In Manhattan, the homeless shelters are full, and the luxury skyscrapers are vacant.
Such is the tale of two cities within America’s largest metro. Even as 80,000 people sleep in New York City’s shelters or on its streets, Manhattan residents have watched skinny condominium skyscrapers rise across the island. These colossal stalagmites initially transformed not only the city’s skyline but also the real-estate market for new homes. From 2011 to 2019, the average price of a newly listed condo in New York soared from $1.15 million to $3.77 million.
But the bust is upon us. Today, nearly half of the Manhattan luxury-condo units that have come onto the market in the past five years are still unsold, according to The New York Times.

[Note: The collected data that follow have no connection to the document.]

PR #202, opened 2022-12-05
feat: InPlayer register flow

kmitrovv:
## Description

With this PR, InPlayer register flow is almost completed. It includes changes in pretty much all of the methods that are required for this flow, except the favourites and history. This is what will follow in the next PR.

Updates are mostly in the `AccountController.tsx`,  `cleeng.account.service.ts` and `inplayer.account.service.ts`.

No visual changes.

### Steps completed:

- [x] Acceptance criteria met
- [ ] Unit tests added
- [x] Translations added
- [x] UX tested
- [x] Reviewed own code


src/containers/AccountModal/forms/Registration.tsx
```diff
@@ -54,10 +54,13 @@ const Registration = () => {
     } catch (error: unknown) {
       if (error instanceof Error) {
         const errorMessage = error.message.toLowerCase();
-        if (errorMessage.includes('customer already exists.')) {
```
kmitrovv, line 57: this is tweaked so it can match `InPlayer response as well`

src/services/inplayer.account.service.ts
```diff
@@ -44,36 +80,170 @@ export const logout = async () => {
...
   const regDate = new Date(createdAt * 1000).toLocaleString();
 
   return {
     id: id.toString(),
     email,
     fullName,
-    firstName: metadata?.first_name as string,
-    lastName: metadata?.last_name as string,
+    metadata,
+    firstName: metadata?.firstName as string,
```
kmitrovv: these will be removed after the parent branch is merged. already updated there to be only fullName.

src/stores/AccountController.ts
```diff
@@ -450,17 +464,29 @@ function useLoginContext<T>(callback: (args: { cleengId: string; cleengSandbox:
   return useConfig((config) => callback({ ...config, customerId: user.id, auth }));
 }
 
+function useAccountContext<T>(callback: (args: { customerId: string; customer: Customer; auth: AuthData }) => T): T {
```
kmitrovv: This is needed because in some flows we don't need to make an API call, we just need the user data which is already in the store. Example: consents, capture..

types/account.d.ts
```diff
@@ -236,19 +247,20 @@ export type Capture = {
...
 // TODO: Convert these all to generic non-cleeng calls
-type Login = (args: LoginArgs) => Promise<{ auth: AuthData; user: Customer }>;
-type Register = CleengRequest<RegisterPayload, AuthData>;
-type GetPublisherConsents = CleengRequest<GetPublisherConsentsPayload, GetPublisherConsentsResponse>;
-type GetCustomerConsents = CleengAuthRequest<GetCustomerConsentsPayload, GetCustomerConsentsResponse>;
+// type Login = CleengRequest<LoginPayload, AuthData>;
+type Login = (args: AuthArgs) => Promise<{ auth: AuthData; user: Customer }>;
+type Register = (args: AuthArgs) => Promise<{ auth: AuthData; user: Customer }>;
+type GetPublisherConsents = ServiceRequest<Config, GetPublisherConsentsResponse>;
+type GetCustomerConsents = ServiceRequest<GetCustomerConsentsPayload, GetCustomerConsentsResponse>;
```
kmitrovv: We should discuss the approach we wanna go with here. I kind of prefer using the ServiceRequest

budzworthy: ServiceRequest is more concise, so that's fine. Just be careful to decouple the `Payload` and `Response` objects from the args that we use in the services, because they define 1-1 the Cleeng api contract at the moment and we don't want to break that. I think it would also be nice to change the services to just throw errors instead of returning an array of errors in `ApiResponse` which we then just rethrow anyhow.

src/containers/AccountModal/forms/Registration.tsx
```diff
@@ -54,10 +54,13 @@ const Registration = () => {
...
+        if (errorMessage.includes('already exists')) {
```
budzworthy: Probably safer to check more verbosely:
```suggestion
        if (errorMessage.includes('customer already exists.') || errorMessage.includes('Account already exists.')) {
```

src/i18n/locales/en_US/account.json
```diff
@@ -122,7 +122,8 @@
     "sign_up": "Sign up",
     "user_exists": "There is already a user with this email address",
     "view_password": "View password",
-    "email_updates": "Yes, I want to receive {{siteName}} updates by email."
+    "email_updates": "Yes, I want to receive {{siteName}} updates by email.",
+    "failed_to_create": "Unable to register at the moment."
```
budzworthy:
```suggestion
    "failed_to_create": "An error occurred. Please try again later."
```

src/services/cleeng.account.service.ts
```diff
@@ -43,6 +48,31 @@ export const login: Login = async ({ config, email, password }) => {
   };
 };
 
+export const register: Register = async ({ config, email, password }) => {
+  const localesResponse = await getLocales(!!config.integrations.cleeng?.useSandbox);
+
+  if (localesResponse.errors.length > 0) throw new Error(localesResponse.errors[0]);
```
budzworthy: I suggest making a helper method for this pattern since it's already used several times.

src/services/cleeng.account.service.ts
```diff
@@ -56,24 +86,61 @@ export async function getUser({ config, auth }: { config: Config; auth: AuthData
...
+  return response;
 };
 
-export const fetchPublisherConsents: GetPublisherConsents = async (payload, sandbox) => {
-  return get(sandbox, `/publishers/${payload.publisherId}/consents`);
+export const updateCustomerConsents: UpdateCustomerConsents = async (payload) => {
+  const { config, customer, jwt } = payload;
+  const { cleeng } = config.integrations;
+
+  const _payload = {
```
dbudzins, line 119: We don't use the underscore prefix on local variables.

types/account.d.ts
```diff
@@ -70,6 +70,11 @@ export type RegisterPayload = PayloadWithIPOverride & {
   externalData?: string;
 };
 
+export type RegisterArgs = {
+  config: Config;
+  user: RegisterPayload;
+};
+
 export type CaptureFirstNameLastName = {
```
budzworthy, line 91: Let's move all these payload types into the cleeng.d.ts file and avoid manipulating them.

src/services/inplayer.account.service.ts
```diff
@@ -25,14 +39,36 @@ export const login: Login = async ({ config, email, password }) => {
...
   }
 };
 
+export const register: Register = async ({ config, email, password }) => {
+  try {
+    const { data } = await InPlayer.Account.signUpV2({
+      email,
+      password,
+      passwordConfirmation: password,
+      fullName: 'New User',
```
budzworthy: Can this be blank instead?

src/stores/AccountController.ts
```diff
@@ -176,34 +187,27 @@ export const logout = async () => {
...
+    const { auth, user } = await accountService.register({ config, email, password });
+    useAccountStore.setState({
+      auth,
+      user,
+    });
 
-    await updatePersonalShelves();
+    // @todo statement will be removed once the fav and history are done on InPlayer side
+    if (auth.refreshToken) {
+      await updatePersonalShelves();
```
budzworthy, line 218: You could create a stub updateShelves method on the inplayer service instead of this sort of hard to understand if condition.

src/stores/AccountController.ts
```diff
@@ -176,34 +187,27 @@ export const logout = async () => {
...
-        country: localesResponse.responseData.country,
-        currency: localesResponse.responseData.currency,
-        publisherId: cleengId,
-      },
-      cleengSandbox,
-    );
-
-    if (responseRegister.errors.length) throw new Error(responseRegister.errors[0]);
-
-    await getAccount(responseRegister.responseData);
```
budzworthy, line 203: I think there are some pieces missing by removing the getAccount (i.e. the stuff in afterLogin.) Most of it probably doesn't matter for the register flow (there shouldn't be any subscription or shelf data) but the Consents stuff is probably needed.

src/stores/AccountController.ts
budzworthy: I would say just add Customer to the useLoginContext function callback. Otherwise these 2 are almost identical.

src/stores/AccountController.ts
```diff
@@ -229,67 +233,81 @@ export const updatePersonalShelves = async () => {
...
+      const response = await accountService.updateCaptureAnswers({ customer, ...capture }, sandbox, auth.jwt);
 
-    if (response.errors.length > 0) throw new Error(response.errors[0]);
+      if (response.errors.length > 0) throw new Error(response.errors[0]);
 
-    // @todo why is this needed?
-    await getAccount(auth);
+      // if no refresh token present (InPlayer config), update account store
+      // otherwise fetch account
+      if (!auth.refreshToken) {
```
budzworthy: If you add the query from getAccount (service.getUser) into the cleeng implementation of updateCaptureAnswers then you don't need this condition here, you can just always call afterLogin.

src/stores/AccountController.ts
```diff
@@ -229,67 +233,81 @@ export const updatePersonalShelves = async () => {
...
         consents: customerConsents,
-      },
-      cleengSandbox,
-      jwt,
-    );
+      });
 
-    await getCustomerConsents();
+      // if user does not have refresh token (InPlayer user) the response data is user object
+      if (response?.responseData && !refreshToken) {
```
budzworthy: This is a kind of messy execution path.  There are multiple callback helpers nested both here and 4 levels deep in the call to getCustomerConsents below.  You're also passing data between functions using the store, which is valid, but hard to follow.

I propose instead we modify the cleeng updateCustomerConsents to include the getCustomerConsents call like what you did for the other calls in the register flow.  Then the generic updateCustomerConsents can just return the customer consents as well.

src/stores/AccountController.ts
```diff
@@ -229,67 +233,81 @@ export const updatePersonalShelves = async () => {
...
+
+      return response;
+    });
   });
 };
 
-export async function getCustomerConsents() {
-  return await useLoginContext(async ({ cleengSandbox, customerId, auth: { jwt } }) => {
-    const response = await cleengAccountService.fetchCustomerConsents({ customerId }, cleengSandbox, jwt);
+export async function getCustomerConsents(): Promise<ServiceResponse<GetCustomerConsentsResponse>> {
```
budzworthy: If you make the change to updateConsents above, then you can probably add the consents into the return for accountService.getUser.  For inplayer you can parse the consent property and for cleeng you can add a call to getCustomerConsents.  Then you have less nesting of calls and less worry about passing around store data and faking out the method for inplayer.  It's probably more understandable to have the cleeng methods doing several api calls and combining data than it is to understand the faked out method.

src/services/inplayer.account.service.ts
```diff
@@ -44,36 +80,170 @@ export const logout = async () => {
...
+};
+
+export const getPublisherConsents: GetPublisherConsents = async (config) => {
+  try {
+    const { inplayer } = config.integrations;
+    const { data } = await InPlayer.Account.getRegisterFields(inplayer?.clientId || '');
+
+    // @ts-ignore
+    // wrong data type from InPlayer SDK (will be updated in the SDK)
+    const result: Array<Consent> = data?.collection
```
budzworthy: Maybe we should use a convention here to allow both consent and capture questions to be added?  Maybe fields that are consents could be named `consent.<something>` and then all other fields will be considered questions?

src/services/inplayer.account.service.ts
```diff
@@ -44,36 +80,170 @@ export const logout = async () => {
...
+
+export const getCaptureStatus: GetCaptureStatus = async ({ customer }) => {
+  return {
+    errors: [],
+    responseData: {
+      isCaptureEnabled: true,
+      shouldCaptureBeDisplayed: true,
+      settings: [
+        {
+          answer: {
```
budzworthy, line 180: It would be nice to add the other register questions that aren't treated as consents here

src/services/cleeng.account.service.ts
kmitrovv: Okay, makes sense.

src/services/inplayer.account.service.ts
kmitrovv: No actually.. We have a backend validation for at least 3 letters i think.. This gets updated on the next step anyways.. Maybe replace it with something else instead of New User?

src/services/inplayer.account.service.ts
kmitrovv: Hmm.. Do we care about `Do you like this form`? I don't see any other question than that.. Or you are talking about something else?

src/stores/AccountController.ts
kmitrovv: Yes, that's what is meant by the todo. The next thing that I am working is the fav and history, so until it's finished this condition will be here because otherwise it throws an error on inplayer side because of cleengId missing.

src/services/inplayer.account.service.ts
kmitrovv: Actually that is the case. This is the method that just retrieves them in the same format as cleeng's ones. We are storing them in our account metadata as : `consents: {jsonstring}`.
For capture we don't need anything special since only `firstName` and `lastName` are stored in the metadata.

So we have something like:

`customer:{
metadata:{
consents: {...},
firstName: ,
lastName:,
}
}`

src/stores/AccountController.ts
kmitrovv: Yeah, nice catch. Somehow it got forgotten. I will just call afterLogin there as it was, the only difference is now it wont make a call to fetchAccount, since the data is already there.

src/services/inplayer.account.service.ts
budzworthy: Oh, that makes it difficult. Maybe we could use the email address then at least?  So it's not something that seems like a bug?  Longer term we can either look at changing the backend or changing the web app flow to not actually make the register call until the second step of the form where name is entered.

src/stores/AccountController.ts
budzworthy: OK, I just thought there might be a cleaner way to stub it so you didn't have to come back to the todo later.  This is temporary, so I won't worry about it.

src/services/inplayer.account.service.ts
budzworthy: `Do you like this form` was just silly test data.  I do think we want to maintain the functionality for companies to add custom questions to the registration flow.

src/stores/AccountController.ts
kmitrovv: Not sure what you mean.. All the functions for consents are in the same flow as the previous functions. This condition here is needed so that the accountStore gets updated after updating consents if it's inplayer config, because we store the consents in the account metadata.

budzworthy: So inside of updateConsents we have:

- useAccountContext
  - withAccountService
    - accountService.updateCustomerConsents
    - useAccountStore.setState(user)
    - getCustomerConsents
      - useAccountContext which reads the user set 2 lines above
        - withAccountService
          - accountService.getCustomerConsents
          - useAccountStore.setState(customerConsents)
          
So we're calling the wrappers multiple times, which won't be terrible for performance, but does make it hard to follow exactly what is happening, especially with tricks like `setState(user)` updating the store which is then read with the second `useAccountContext` which passed it to `getCustomerConsents` which is a dummy API call that just grabs data off of the user object that we've passed around.  It's even more complex because the setState(user) only happens for the inplayer service based off checking the refresh token.

What is a better flow is to do this:
- accountService.updateCustomerConsents returns `customerConsents`
  - Inplayer service can already do this.  We don't need to include the other `user` data.
  - Cleeng service will just also call `getCustomerConsents` inside of the `updateCustomerConsents` method
- We will also have to update `getUser` to return user and customerConsents
  - Again, inplayer service can already do this
  - Cleeng can again just add a call to `getCustomerConsents` inside of the `getUser` method
- The above change will propagate customerConsents to also be able to be returned from `register` and `login`
- We can add customerConsents to the setState in afterLogin and remove getCustomerConsents from afterLogin
- getCustomerConsents can be removed from the accountController
- getCustomerConsents dummy method can be removed from inplayer and cleeng will only be private (not exported) for cleeng

src/stores/AccountController.ts
kmitrovv: Well, the `useLoginContext` uses `useConfig` where cleeng stuff exists and is used in a lot of places. If we try to modify the `useConfig` it will result in messy solution I think.

src/services/inplayer.account.service.ts
kmitrovv: Well that's okay but for that to happen we would want to create separate endpoints as cleeng. I don't think this is something important for the MVP. The hardcoded captures and saving in metadata should be okay for first and last name at the moment, but other than that, we shouldn't make it messier.. Maybe leave it for some next phase where we can define better and create separate endpoints.

src/stores/AccountController.ts
budzworthy: OK this is hopefully all moderately temporary, so I won't worry about it.

src/services/inplayer.account.service.ts
kmitrovv: Yes, we can do that.

src/stores/AccountController.ts
kmitrovv: Yes, it requires refactoring but it makes sense. Will do it.

types/account.d.ts
kmitrovv: Moving these types in the cleeng.d.ts somehow interferes the request types that are defined there and requires changing through the entire code.

src/stores/AccountController.ts
```diff
@@ -100,23 +110,29 @@ export const initializeAccount = async () => {
...
+      throw new Error('Email update not supported');
+    }
 
-  const response = await cleengAccountService.updateCustomer({ ...values, id: user.id.toString() }, cleengSandbox, auth.jwt);
+    if (!auth || !user) throw new Error('no auth');
 
-  if (!response) {
-    return { errors: Array.of('Unknown error') };
-  }
+    const response = await accountService.updateCustomer({ ...values, id: user.id.toString() }, sandbox, auth.jwt);
```
budzworthy, line 132: Isn't this going to end up erasing the consents in the user metadata in the inplayer service?  Consents are not passed in here and are not populated in the service.

types/cleeng.d.ts
```diff
@@ -2,7 +2,9 @@ interface ApiResponse {
   errors: string[];
 }
 type ServiceResponse<R> = { responseData: R } & ApiResponse;
+type ServiceRequest<P, R> = (payload: P) => Promise<ServiceResponse<R>>;
```
budzworthy: I think these should all be Cleeng... names, right?  There are duplicates between this and account.d.ts and some are unused.

src/stores/AccountController.ts
kmitrovv: There is a check in the inplayer service for that not to happen:

image

types/cleeng.d.ts
kmitrovv: Yes, these are extra and should be removed.

src/stores/AccountController.ts
budzworthy: But I thought updates to the user object were all or nothing? Is metadata treated differently?
https://github.com/jwplayer/ott-web-app/pull/199#discussion_r1039555389

kmitrovv: Yes, there is an exception for the metadata, even though it's a put method it does not remove the values which are not sent.
Only the fullName is required to be sent.

types/cleeng.d.ts
dbudzins: OK, then all these changes to support setting metadata through the service.updateCustomer should be rolled back.

This means the only 'required' parameter is fullname, right? Anything else will be part of the metadata.

kiremitrov123: I guess you meant to write this above on top of the other comment, but the metadata saving should remain in the update account because when we update full name we need to update the metadata for `first_name` and `surname` since this is how the metadata looks if you split the inplayer register fields from InPlayer dashboard.

src/stores/AccountController.ts
budzworthy: OK, then all these changes to support setting metadata through the service.updateCustomer should be rolled back.

This means the only 'required' parameter is fullname, right? Anything else will be part of the metadata.

budzworthy: > I guess you meant to write this above on top of the other comment, but the metadata saving should remain in the update account because when we update full name we need to update the metadata for `first_name` and `surname` since this is how the metadata looks if you split the inplayer register fields from InPlayer dashboard.

Yes sorry, wrong text field.

I understand we need to set first_name and surname, but we can exclude the consents on the updateCustomer calls.  What we want is to include first_name and surname on the updateConsents calls, but that doesn't require that we include consents on the updateCustomer calls.

kmitrovv: consents are not always included in the `updateCustomer` call, they are included only if they are present in the values. They are only present in the values if the `updateCustomer` is called from `updateConsents`.
`...(values?.metadata?.consents && { consents: JSON.stringify(values.metadata?.consents) })`.

`updateConsents` is not making direct api call, but calls `updateCustomer`.

src/components/Account/Account.tsx
```diff
@@ -225,7 +235,7 @@ const Account = ({ panelClassName, panelHeaderClassName }: Props): JSX.Element =
         formSection({
           label: t('account.terms_and_tracking'),
           saveButton: t('account.update_consents'),
-          onSubmit: (values) => updateConsents(formatConsentsFromValues(publisherConsents, values)),
+          onSubmit: (values) => updateConsents(formatConsentsFromValues(publisherConsents, values)) as Promise<never>,
```
budzworthy: Same effect, without casting
```suggestion
          onSubmit: async (values) => {
            await updateConsents(formatConsentsFromValues(publisherConsents, values))
          },
```

src/components/Account/Account.tsx
```diff
@@ -73,10 +74,14 @@ const Account = ({ panelClassName, panelHeaderClassName }: Props): JSX.Element =
 
   function translateErrors(errors?: string[]): FormErrors {
     const formErrors: FormErrors = {};
-
     // Some errors are combined in a single CSV string instead of one string per error
     errors
-      ?.flatMap((e) => e.split(','))
+      ?.flatMap((e) => {
+        if (typeof e === 'object') {
```
budzworthy: `errors` is a string array so this should never happen.  Probably handling and converting the error type to string needs to happen in the services for this method.

src/i18n/locales/en_US/user.json
```diff
@@ -14,7 +14,8 @@
       "invalid_password": "Password incorrect!",
       "last_name_too_long": "Please limit Last Name to 50 characters or fewer.",
       "please_enter_valid_email": "Please enter a valid email address.",
-      "unknown_error": "An unknown error occurred"
+      "unknown_error": "An unknown error occurred",
```
budzworthy: Please run `yarn i18next` which should parse the translation strings that are used and make sure they're added to all of the language and definition files.

src/stores/AccountController.ts
budzworthy: My point is not that they are included in every api call, but they are added to the update customer method when they don't need to be. This is going to be really hard for other developers to understand and is likely to lead to bugs.  It also forces us to couple 2 actions that don't need to be coupled (in addition to forcing more rework in cleeng and controller code.)

types/account.d.ts
```diff
@@ -158,10 +168,6 @@ export type UpdateCustomerConsentsPayload = {
   consents: CustomerConsent[];
 };
 
-export type RefreshTokenPayload = {
```
budzworthy, line 161: Why is this deleted?

src/stores/AccountController.ts
kmitrovv: And how will the metadata get updated if we don't add it in updateCustomer? The updateConsents does not make direct call, it goes through updateCustomer, it will still have to process the metadata.

types/account.d.ts
kmitrovv: Ugh, I guess somehow when was trying to move the types.. will restore it

src/stores/AccountController.ts
budzworthy: That's the coupling that shouldn't be happening.  updateCustomer and updateConsents can both call `InPlayer.Account.updateAccount`.  The common logic can even be put into a shared method, but by requiring the updateCustomer method on the account services to also accept consents, you're forcing changes onto the cleeng service that don't need to happen.

kmitrovv: That's another approach and it's okay, but still don't see how this approach is affecting cleeng?

budzworthy: Because the services have to have the same method interfaces, this means that the update customer method on Cleeng also has to accept and handle consent data.

kmitrovv: Well yes, but that's the case with other methods as well, the flows are just not the same and we want to use generic types and methods. 
Cleeng service for updating customer is not handling consents, it's an optional prop, it works same as before.

types/account.d.ts
kmitrovv: Will leave this for later stage.

src/components/Account/Account.tsx
darkoatanasovski: yes, nice catch, but this can happen. For example [here](https://github.com/jwplayer/ott-web-app/blob/2aae0ae3f98a6cad1831880258e95ed6857fbcd9/src/stores/AccountController.ts#L119), if somehow the controller throws an error, the format of the error will be Object.
In this case, the error will be `Uncaught TypeError: e.split is not a function`.

How to reproduce this:
In the [User.tsx](https://github.com/jwplayer/ott-web-app/blob/2aae0ae3f98a6cad1831880258e95ed6857fbcd9/src/pages/User/User.tsx#L101), set `canUpdateEmail` to true and try to update the email.
The controller will throw an error:
```
    if (Object.prototype.hasOwnProperty.call(values, 'email') && !canUpdateEmail) {
      throw new Error('Email update not supported');
    }
```

But, yes, I agree that this is a good starting point for post mvp refactoring

src/stores/AccountController.ts
budzworthy: For maintainability sake, we should err on the side of not expanding methods unless we have to, and in this case, we could have used the metadata partial updates and avoided a lot of changes in the first place. It's done now, so I'm going to approve it, but this will likely get refactored to simplify the methods and flows.

src/components/Account/Account.tsx
budzworthy: Ah, thanks for the repro. I think I see where this needs to be fixed:
https://github.com/jwplayer/ott-web-app/blob/96f6da3bae24a7ebe5f45ff9ec958d0e470c7a90/src/components/Form/FormSection.tsx#L104

Probably something like this:
```
response = { errors: Array.of(error instanceof Error ? error.message : error as string) };
```

darkoatanasovski: OK, fixed :)

src/components/Account/Account.tsx
```diff
@@ -225,7 +232,7 @@ const Account = ({ panelClassName, panelHeaderClassName }: Props): JSX.Element =
         formSection({
           label: t('account.terms_and_tracking'),
           saveButton: t('account.update_consents'),
-          onSubmit: (values) => updateConsents(formatConsentsFromValues(publisherConsents, values)),
+          onSubmit: async (values) => await updateConsents(formatConsentsFromValues(publisherConsents, values)),
```
budzworthy:
```suggestion
          onSubmit: (values) => updateConsents(formatConsentsFromValues(publisherConsents, values)),
```

budzworthy (approved):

What happened? While real estate might seem like the world’s most local industry, these luxury condos weren’t exclusively built for locals. They were also made for foreigners with tens of millions of dollars to spare. Developers bet huge on foreign plutocrats—Russian oligarchs, Chinese moguls, Saudi royalty—looking to buy second (or seventh) homes.
But the Chinese economy slowed, while declining oil prices dampened the demand for pieds-à-terre among Russian and Middle Eastern zillionaires. It didn’t help that the Treasury Department cracked down on attempts to launder money through fancy real estate. Despite pressure from nervous lenders, developers have been reluctant to slash prices too suddenly or dramatically, lest the market suddenly clear and they leave millions on the table.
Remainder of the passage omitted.